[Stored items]
==========

PR #2340, opened 2023-12-05
Feature/deseng441 - Remove unused engagement metadata

Baelx:
I've gone about removing the current metadata fields in a few ways:
__Frontend__:
- Outright remove the fields from the UI
- Remove and modify types that include references to those fields
- Remove or comment-out references to engagement "metadata." Since we'll be using metadata again, I tried to leave references to it as intact as possible for now.

__Backend__:
- Remove references to the old metadata fields
- Comment-out metadata classes/function calls in case they're useful when adding back metadata to the app. I've left TODO comments at each location


NatSquared (approved):

met-api/src/met_api/models/engagement.py
```diff
@@ -263,29 +264,7 @@ def _filter_by_internal(query, search_options):
...
-            query = query.filter(EngagementMetadataModel.project_metadata['application_number']
-                                 .astext.ilike(f'%{application_number}%')) \
-                .params(val=application_number)
-
-        if client_name := search_options.get('client_name'):
-            query = query.filter(EngagementMetadataModel.project_metadata['client_name']
-                                 .astext.ilike(f'%{client_name}%')) \
-                .params(val=client_name)
-
+        # TODO: Populate or remove this method dependent on changes resulting from adding the new Engagement metadata
```
jareth-whitney, line 267: Thanks for leaving these TODOs for the next phase of this metadata project.

met-api/src/met_api/resources/engagement.py
```diff
@@ -90,11 +90,6 @@ def get():
                 'created_to_date': args.get('created_to_date', None, type=str),
                 'published_from_date': args.get('published_from_date', None, type=str),
                 'published_to_date': args.get('published_to_date', None, type=str),
-                'project_type': args.get('project_type', None, type=str),
-                'project_id': args.get('project_id', None, type=str),
```
jareth-whitney, line 94: Is it ok to remove the project_id? Is it a primary key?

met-api/src/met_api/services/project_service.py
```diff
@@ -28,11 +28,7 @@ def update_project_info(eng_id: str) -> EngagementModel:
             engagement_metadata: EngagementMetadataModel
             engagement, engagement_metadata = ProjectService._get_engagement_and_metadata(eng_id)
 
-            if not (project_id := engagement_metadata.project_id):
-                # EPIC is not interested in the data without project Id.So Skip the process.
```
jareth-whitney, line 32: Will the process be skipped every time because project_id is never available? If so, should more code be removed?

met-web/src/components/engagement/form/EngagementFormTabs/Settings/EngagementInformation.tsx
```diff
@@ -19,90 +17,13 @@ const EngagementInformation = () => {
...
-                <MetLabel>Application #</MetLabel>
-                <TextField
-                    id="application-number"
-                    name="application_number"
-                    value={project_metadata.application_number}
-                    variant="outlined"
-                    fullWidth
-                    onChange={handleChangeMetadata}
-                />
+                <MetHeader4 bold>Engagement Metadata</MetHeader4>
```
jareth-whitney, line 26: Are we keeping this header because we will have different metadata later?

met-web/src/config.ts
```diff
@@ -64,20 +61,6 @@ const KC_CLIENT = getEnv('REACT_APP_KEYCLOAK_CLIENT');
 const KC_REALM = getEnv('REACT_APP_KEYCLOAK_REALM');
 const KC_ADMIN_ROLE = getEnv('REACT_APP_KEYCLOAK_ADMIN_ROLE');
 
-// App constants
-const ENGAGEMENT_PROJECT_TYPES: string[] = getEnv(
```
jareth-whitney, line 68: lol yikes

jareth-whitney (approved):
Looks like the challenge here was knowing what to strip without breaking anything. Thanks for adding the TODOs and I've added a few comments just in case things need to be addressed. Approving PR.

met-api/src/met_api/resources/engagement.py
Baelx: Good question! From reading the user documentation and inspecting the code, it looks like there isn't a table for projects but that the user just enters the ID manually. So no, I don't think they're a primary key.

My guess is that "projects" are domain-specific to EAO and they're managed outside of the MET app. The ticket wasn't explicit about the user of "projects" and their IDs in the Engagement version of MET so I left some instances of project_id intact until we get direction from the PO on that.

met-api/src/met_api/services/project_service.py
Baelx: I think most likely yes and yes to your question. The ticket didn't give explicit direction for how to handle "Projects" so I decided to leave this for now until we get a "Remove project functionality from MET" ticket

met-web/src/components/engagement/form/EngagementFormTabs/Settings/EngagementInformation.tsx
Baelx: That was my thought, yes! And the ticket implies new metadata will go here too

met-web/src/config.ts
Baelx: Yikes at the hard-coded nature of project types? :P

jareth-whitney: Yes exactly

PR #2358, opened 2024-01-12
DESENG-436: MET - Rewrite unit tests

VineetBala-AOT:
Issue #: https://apps.itsm.gov.bc.ca/jira/browse/DESENG-436

*Description of changes:*
- Resolved API unit test failures on local runs by updating the test suite to pre-create a user before execution.


met-api/sample.env
```diff
@@ -124,6 +124,8 @@ DATABASE_TEST_NAME=
 DATABASE_TEST_HOST=
 DATABASE_TEST_PORT=
 
+KEYCLOAK_TEST_BASE_URL="http://localhost:8081"
```
Baelx, line 127: So does this mean one needs to run an instance of keycloak locally just to be able to test?

met-api/src/met_api/services/widget_timeline_service.py
```diff
@@ -28,23 +33,48 @@ def create_timeline(widget_id: int, timeline_details: dict):
...
 
-        return WidgetTimelineModel.update_timeline(timeline_id, timeline_data)
+    @staticmethod
+    def _check_update_timeline_auth(first_event):
+        eng_id = first_event.get('engagement_id')
+        authorization.check_auth(one_of_roles=(MembershipType.TEAM_MEMBER.name,
+                                               Role.EDIT_ENGAGEMENT.value), engagement_id=eng_id)
+
+    @staticmethod
+    def _update_widget_timeline(widget_timeline: WidgetTimelineModel, timeline_data: dict):
```
Baelx, line 71: Why was the update method for timelines moved to the service from the model? 

I've noticed a pattern in this app where models sometimes contain all CRUD methods and sometimes contain only some of them, with the service taking over. Do you happen to know the reason for this? In my mind, we'd strive to have all method handlers in the same location (perhaps the model). If there's a good reason for this that I'm missing, I'd be curious to hear it!

met-api/src/met_api/services/widget_timeline_service.py
```diff
@@ -56,13 +86,13 @@ def _create_timeline_model(widget_id: int, timeline_data: dict):
...
             timeline_model.events.append(
                 TimelineEventModel(
-                    widget_id = widget_id,
-                    engagement_id = event.get('engagement_id'),
-                    timeline_id = event.get('timeline_id'),
-                    description = event.get('description'),
-                    time = event.get('time'),
-                    position = event.get('position'),
-                    status = event.get('status'),
+                    widget_id=widget_id,
```
Baelx, line 89: Did the linter ask for the removal of these spaces, is there a rule associated with this relevant to classes? I personally prefer when they're spaced out - to me that's more readable.

met-api/tests/conftest.py
```diff
@@ -169,3 +172,51 @@ def docker_compose_files(pytestconfig):
...
+    """Set up a user with the reviewer role."""
+    staff_info = dict(TestUserInfo.user_staff_1)
+    user = factory_staff_user_model(user_info=staff_info)
+    claims = copy.deepcopy(TestJwtClaims.reviewer_role.value)
+    claims['sub'] = str(user.external_id)
+
+    return user, claims
+
+
+# Fixture for setting up user and claims for an team member
```
Baelx, line 201:
```suggestion
# Fixture for setting up user and claims for a team member
```

met-api/tests/unit/api/test_engagement.py
```diff
@@ -95,19 +101,23 @@ def test_tenant_id_in_create_engagements(client, jwt, session):  # pylint:disabl
     assert response.json['tenant_id'] == str(tenant_2.id)
 
 
-@pytest.mark.parametrize('role', [TestJwtClaims.no_role, TestJwtClaims.public_user_role])
-def test_add_engagements_invalid(client, jwt, session, role):  # pylint:disable=unused-argument
+@pytest.mark.parametrize('engagement_info', [TestEngagementInfo.engagement1])
+def test_add_engagements_invalid(client, jwt, session, engagement_info,
+                                 setup_unprivileged_user_and_claims):  # pylint:disable=unused-argument
     """Assert that an engagement can not be POSTed without authorisaiton."""
```
Baelx, line 107:
```suggestion
    """Assert that an engagement can not be POSTed without authorization."""
```

met-api/tests/unit/api/test_survey.py
```diff
@@ -39,9 +39,11 @@
 
 
 @pytest.mark.parametrize('survey_info', [TestSurveyInfo.survey1])
-def test_create_survey(client, jwt, session, survey_info):  # pylint:disable=unused-argument
+def test_create_survey(client, jwt, session, survey_info,
+                       setup_admin_user_and_claims):  # pylint:disable=unused-argument
```
Baelx, line 43: Do you know if we need to keep the unused argument around instead of adding a rule to ignore it?

met-web/tests/unit/components/engagement/form/edit/EngagementForm.Edit.One.test.tsx
```diff
@@ -203,12 +203,13 @@ describe('Engagement form page tests', () => {
...
 
-        expect(screen.getByText('Engagement Information')).toBeInTheDocument();
         expect(screen.getByText('Internal Engagement')).toBeInTheDocument();
         expect(screen.getByText('Send Report')).toBeInTheDocument();
+        expect(screen.getByText('Link to Public Engagement Page')).toBeInTheDocument();
+        expect(screen.getByText('Link to Public Dashboard Report')).toBeInTheDocument();
     });
 
-    test('Can move to links tab', async () => {
+    test('Can move to additional details tab', async () => {
```
Baelx, line 212: 👍

met-web/tests/unit/components/engagement/form/edit/EngagementForm.Edit.Two.test.tsx
```diff
@@ -145,7 +145,7 @@ describe('Engagement form page tests', () => {
 
         await waitFor(() => {
             expect(screen.getByDisplayValue('Test Engagement')).toBeInTheDocument();
-            expect(container.querySelector('span.MuiSkeleton-root')).toBeNull();
+            expect(container.querySelector('span.MuiSkeleton-root'));
```
Baelx, line 148: Just curious: what does calling `expect` without a matcher function checks for?

Baelx (approved):
Nice work! There's not much to quibble with but I am curious about a few things. If you could please answer my questions before proceeding, I'd appreciate it

met-api/sample.env
VineetBala-AOT: No need to run a separate instance of Keycloak. The test utilizes a Docker Compose file, and the Keycloak instance is automatically set up when executing the pytest command locally.

Baelx: Oh okay so if I'm understanding: a limited, temporary instance of keycloak is spun up only for testing?

met-api/src/met_api/services/widget_timeline_service.py
VineetBala-AOT: We have intentionally designed our models to be minimalist, focusing on retrieving requested data. Not all models support full CRUD operations; for instance, tables like submissions are restricted from updates, and deletion is limited, typically reserved for entities like widgets. All business logic is centralized in the service layer. 
Moreover the logic in timeline was causing a cyclic dependency because we had the timeline event service being imported back to the model so I had to move that logic to the service.

met-web/tests/unit/components/engagement/form/edit/EngagementForm.Edit.Two.test.tsx
VineetBala-AOT: Its just checking if the element exists.

PR #2360, opened 2024-01-18
DESENG-481: Adding unit tests for met api

VineetBala-AOT:
Issue #: https://apps.itsm.gov.bc.ca/jira/browse/DESENG-481

*Description of changes:*
- Added new unit tests for met api


met-api/src/met_api/services/engagement_service.py
```diff
@@ -56,7 +56,8 @@ def get_engagement(self, engagement_id) -> EngagementSchema:
 
             engagement = EngagementSchema().dump(engagement_model)
             engagement['banner_url'] = self.object_storage.get_url(engagement['banner_filename'])
-        return engagement
+            return engagement
+        return None
```
NatSquared, line 60: Why explicitly return `None`? This should not affect functionality; is this for legibility reasons?

met-api/src/met_api/utils/enums.py
```diff
@@ -21,6 +21,7 @@ class ContentType(Enum):
     JSON = 'application/json'
     FORM_URL_ENCODED = 'application/x-www-form-urlencoded'
     PDF = 'application/pdf'
+    FORM = 'application/x-www-form-urlencoded'
```
NatSquared, line 24: Why are we creating `FORM` with the same value as `FORM_URL_ENCODED`? Do we plan to change this later or can we reuse `FORM_URL_ENCODED`

VineetBala-AOT: Thanks for catching this. I have updated the code to use FORM_URL_ENCODED.

met-api/src/met_api/services/engagement_service.py
VineetBala-AOT: This is just for readability.

NatSquared (approved):
This PR looks good! Thanks for putting in the work to create all these test scenarios.

PR #2376, opened 2024-02-07
DESENG-447 : Convert keycloak groups to composite roles for permission levels

ratheesh-aot:
Issue #: https://apps.itsm.gov.bc.ca/jira/browse/DESENG-447

*Description of changes:*

1. Commented out unit test related to Keycloak groups
2. Remove reference of Keycloak groups to roles
3. Commented out code related to Keycloak groups


met-api/tests/unit/api/test_user_membership.py
```diff
@@ -14,19 +14,19 @@
 
 """Tests to verify the user membership operations.
 
-Test-Suite to ensure that the user membership endpoints are working as expected.
+Test-Suite to ensure that the user membership endpoints are working as expected. # noqa: E501
```
Baelx, line 17: What does this mean here?

met-web/src/components/userManagement/userDetails/AddToEngagement.tsx
```diff
@@ -36,6 +36,7 @@ import { HTTP_STATUS_CODES } from 'constants/httpResponseCodes';
 export const AddToEngagementModal = () => {
     const { savedUser, addUserModalOpen, setAddUserModalOpen, getUserMemberships, getUserDetails } =
         useContext(UserDetailsContext);
+    console.log('user', savedUser);
```
Baelx, line 39: We can remove the logging for now. I should mentioned some calls were still present in the code

Baelx (changes requested):
Things look good! Thanks for doing this.
Could you please just remove logging like `print()` and `console.log()` if they're not needed. I had put them there for testing but we can remove them if they're not serving any other purpose

met-api/tests/unit/api/test_user_membership.py
ratheesh-aot: some codes and docstrings exceeded the max length when we commented it out that's why there is a ` # noqa: E501 ` to ignore that flake8 warning for the time being as we are gonna uncomment those functions in the near future

met-web/src/components/userManagement/userDetails/AddToEngagement.tsx
ratheesh-aot: removed

Baelx (approved):

PR #2377, opened 2024-02-08
DESENG-484: Adding max age for cors

VineetBala-AOT:
Issue #: https://apps.itsm.gov.bc.ca/jira/browse/DESENG-484

*Description of changes:*
    - Introduces a new configuration variable to specify the maximum age for Cross-Origin Resource Sharing (CORS)
    - Modified the CORS preflight method to utilize this newly introduced variable.

### DIFF
--- a/met-api/src/met_api/config.py
+++ b/met-api/src/met_api/config.py
@@ -163,6 +163,12 @@ class Config:  # pylint: disable=too-few-public-methods
     # CORS settings
     CORS_ORIGINS = os.getenv('CORS_ORIGINS', '').split(',')
 
+    # CORS_MAX_AGE defines the maximum age (in seconds) for Cross-Origin Resource Sharing (CORS) settings.
+    # This value is used to indicate how long the results of a preflight request (OPTIONS) can be cached
+    # by the client, reducing the frequency of preflight requests for the specified HTTP methods.
+    # Adjust this value based on security considerations.
+    CORS_MAX_AGE = os.getenv('CORS_MAX_AGE', None) # Default: 0 seconds
+
     EPIC_CONFIG = {
         'ENABLED': env_truthy('EPIC_INTEGRATION_ENABLED'),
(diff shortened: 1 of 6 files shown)


met-api/src/met_api/config.py
```diff
@@ -163,6 +163,12 @@ def SQLALCHEMY_DATABASE_URI(self) -> str:
     # CORS settings
     CORS_ORIGINS = os.getenv('CORS_ORIGINS', '').split(',')
 
+    # CORS_MAX_AGE defines the maximum age (in seconds) for Cross-Origin Resource Sharing (CORS) settings.
+    # This value is used to indicate how long the results of a preflight request (OPTIONS) can be cached
+    # by the client, reducing the frequency of preflight requests for the specified HTTP methods.
+    # Adjust this value based on security considerations.
+    CORS_MAX_AGE = os.getenv('CORS_MAX_AGE', None) # Default: 0 seconds
```
Baelx, line 170: I like that you did this with an environment variable! A couple things:
- Could we make sure to set this in Openshift before we close the ticket? Looks like 2 hours is the maximum value for modern chromium browsers (Firefox is 72 hrs). Either this or we could set the default to be 2 hours.
- Our server is CORS-aware and checking for CORS origins so what are the security considerations here?

Baelx (changes requested):
Nice work ! Looks like we may be limited in truly reducing OPTIONS calls but the max age value will hopefully help a lot!

Could you please review my question before we proceed with his PR?

met-api/src/met_api/config.py
VineetBala-AOT: Sure, I will set it in Openshift before closing the ticket.

For enhanced security considerations, configuring Access-Control-Max-Age as an environment variable provides the flexibility to adjust its duration or even eliminate it entirely in response to security concerns. Online recommendations suggest maintaining a shorter duration for Access-Control-Max-Age to mitigate potential risks.

Baelx (approved):

PR #2399, opened 2024-02-28
[ TO FEATURE ] DESENG-509 Creating model and migration for Language table

ratheesh-aot:
Issue #: https://apps.itsm.gov.bc.ca/jira/browse/DESENG-509

*Description of changes:*
Creating model and migration for Language table


met-api/src/met_api/models/language.py
```diff
@@ -0,0 +1,18 @@
...
+
+
+class Language(BaseModel):
+    """Definition of the Language entity."""
+
+    __tablename__ = 'language'
+
+    id = db.Column(db.Integer, primary_key=True, autoincrement=True)
+    name = db.Column(db.String(50), nullable=False)  # eg. English, French etc
+    code = db.Column(db.String(2), nullable=False)  # eg. en, fr etc
```
Baelx, line 17:
```suggestion
    code = db.Column(db.String(2), nullable=False, unique=True)  # eg. en, fr etc
```

We want to make sure that the language `code` is unique, as per the ticket. For example, we don't want users to be able to enter "fr" twice. Is there a better way to do this other than specifying it in the DB model?

Baelx (changes requested):
Looks good, please just review my comment about the `code` column being unique.

Baelx (approved):
Thanks for implementing my feedback!

PR #2417, opened 2024-03-14
[To Feature] DESENG-467 Enable string translations for public view static text

VineetBala-AOT:
Issue #: https://apps.itsm.gov.bc.ca/jira/browse/DESENG-467

*Description of changes:*
- Implemented a language selector in the public header.
- Incorporated logic to dynamically adjust the unauthenticated route based on the selected language and load the appropriate translation file.
- Enhanced all public pages to fetch static text from the translation file.
- Added sample files for French language.


Baelx:
As discussed with Vineet, we're going to wait until the PO returns on Monday to see if this PR meets the requirements of the ticket. Please don't review or merge until then.

met-web/src/components/common/LanguageSelector.tsx
```diff
@@ -0,0 +1,105 @@
...
+                }),
+            );
+
+            // Change the URL when the language is changed
+            const pathSegments = location.pathname.split('/');
+            const languageIndex = pathSegments.findIndex((seg) => seg.length === 2); // Find index of the 2-character language code
+            if (languageIndex !== -1) {
+                pathSegments[languageIndex] = selectedLanguage;
+            } else {
+                // Language code not found in path, insert it at the appropriate position
```
Baelx, line 41: Thanks for these helpful comments!

met-web/src/components/common/LanguageSelector.tsx
```diff
@@ -0,0 +1,105 @@
...
+                pathSegments.splice(1, 0, selectedLanguage);
+            }
+            // navigate(pathSegments.join('/'));
```
Baelx, line 44: I'm guessing this needs to be removed

met-web/src/components/layout/Footer/index.tsx
```diff
@@ -142,7 +143,7 @@ const Footer = () => {
                     </Stack>
                 </Grid>
                 <Grid item xs={12} sm={6} container justifyContent={'flex-end'} alignItems="flex-end">
-                    <MetBody>© 2023 Government of British Columbia</MetBody>
+                    <MetBody>{translate('footer.copyrightNotice')}</MetBody>
                 </Grid>
             </Grid>
         </Grid>
```
Baelx, line 149: There's an `alt` tag in this file that still requires the `translate` function. Any text that could possibly appear to the user on the front-end will need to be translatable. This includes `alt`, `aria-label`, `placeholder`, etc.

met-web/src/components/publicDashboard/Dashboard.tsx
```diff
@@ -52,7 +60,7 @@ const Dashboard = () => {
             })
             .catch((error) => {
                 // Error handling
-                console.error('Error generating dashboard PDF:', error);
+                console.error(translate('dashboard.consoleError.pdfError'), error);
```
Baelx, line 63: Console errors don't need translation so no need to handle these. We're making the assumption that our team's developers work in English

Baelx (changes requested):
Thanks! Just before approving, could you please remove the commented-out code if it's not needed and then correct one more `alt` tag that still needs to use `translate`

met-web/src/components/common/LanguageSelector.tsx
VineetBala-AOT: Removed thanks.

met-web/src/components/layout/Footer/index.tsx
VineetBala-AOT: Updated the alt tag, thanks

met-web/src/components/publicDashboard/Dashboard.tsx
VineetBala-AOT: Removed the translation for console error. Thanks.

Baelx (approved):

PR #2426, opened 2024-03-21
[To Feature] DESENG-501 Removing content from engagement table

VineetBala-AOT:
Issue #: https://apps.itsm.gov.bc.ca/jira/browse/DESENG-501

*Description of changes:*
- Backend changes
- Removed content and rich content from engagement tables as these will be part of the new tables for engagement content.
- Added logic to create default summary content when an engagement in created.
- Added logic to create a default custom content content when a custom tab is added.
- Related changes to unit test to remove content and rich content from engagement tables.


met-api/src/met_api/services/engagement_content_service.py
```diff
@@ -36,10 +38,29 @@ def create_engagement_content(engagement_content_data, engagement_id):
...
 
+    @staticmethod
+    def create_default_custom_content(eng_id: int, eng_content_id: int):
+        """Create default engagement custom content."""
+        default_summary_content = {
+            'engagement_id': eng_id
+        }
+        try:
+            EngagementCustomContentService.create_custom_content(eng_content_id, default_summary_content)
+        except Exception as exc:  # noqa: B902
```
Baelx, line 58: What does "# noqa: B902" mean here?

Baelx (approved):

met-api/src/met_api/services/engagement_content_service.py
VineetBala-AOT: The linter suggests adding specific exceptions, but I've opted for a general exception handling approach to ensure that any error encountered during the creation of custom content raises a business exception error.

==========

Among the records above, repeat exactly the line with "Thanks! Just before", the line with "- Backend changes", and every line in between, and only those.

Thanks! Just before approving, could you please remove the commented-out code if it's not needed and then correct one more `alt` tag that still needs to use `translate`

met-web/src/components/common/LanguageSelector.tsx
VineetBala-AOT: Removed thanks.

met-web/src/components/layout/Footer/index.tsx
VineetBala-AOT: Updated the alt tag, thanks

met-web/src/components/publicDashboard/Dashboard.tsx
VineetBala-AOT: Removed the translation for console error. Thanks.

Baelx (approved):

PR #2426, opened 2024-03-21
[To Feature] DESENG-501 Removing content from engagement table

VineetBala-AOT:
Issue #: https://apps.itsm.gov.bc.ca/jira/browse/DESENG-501

*Description of changes:*
- Backend changes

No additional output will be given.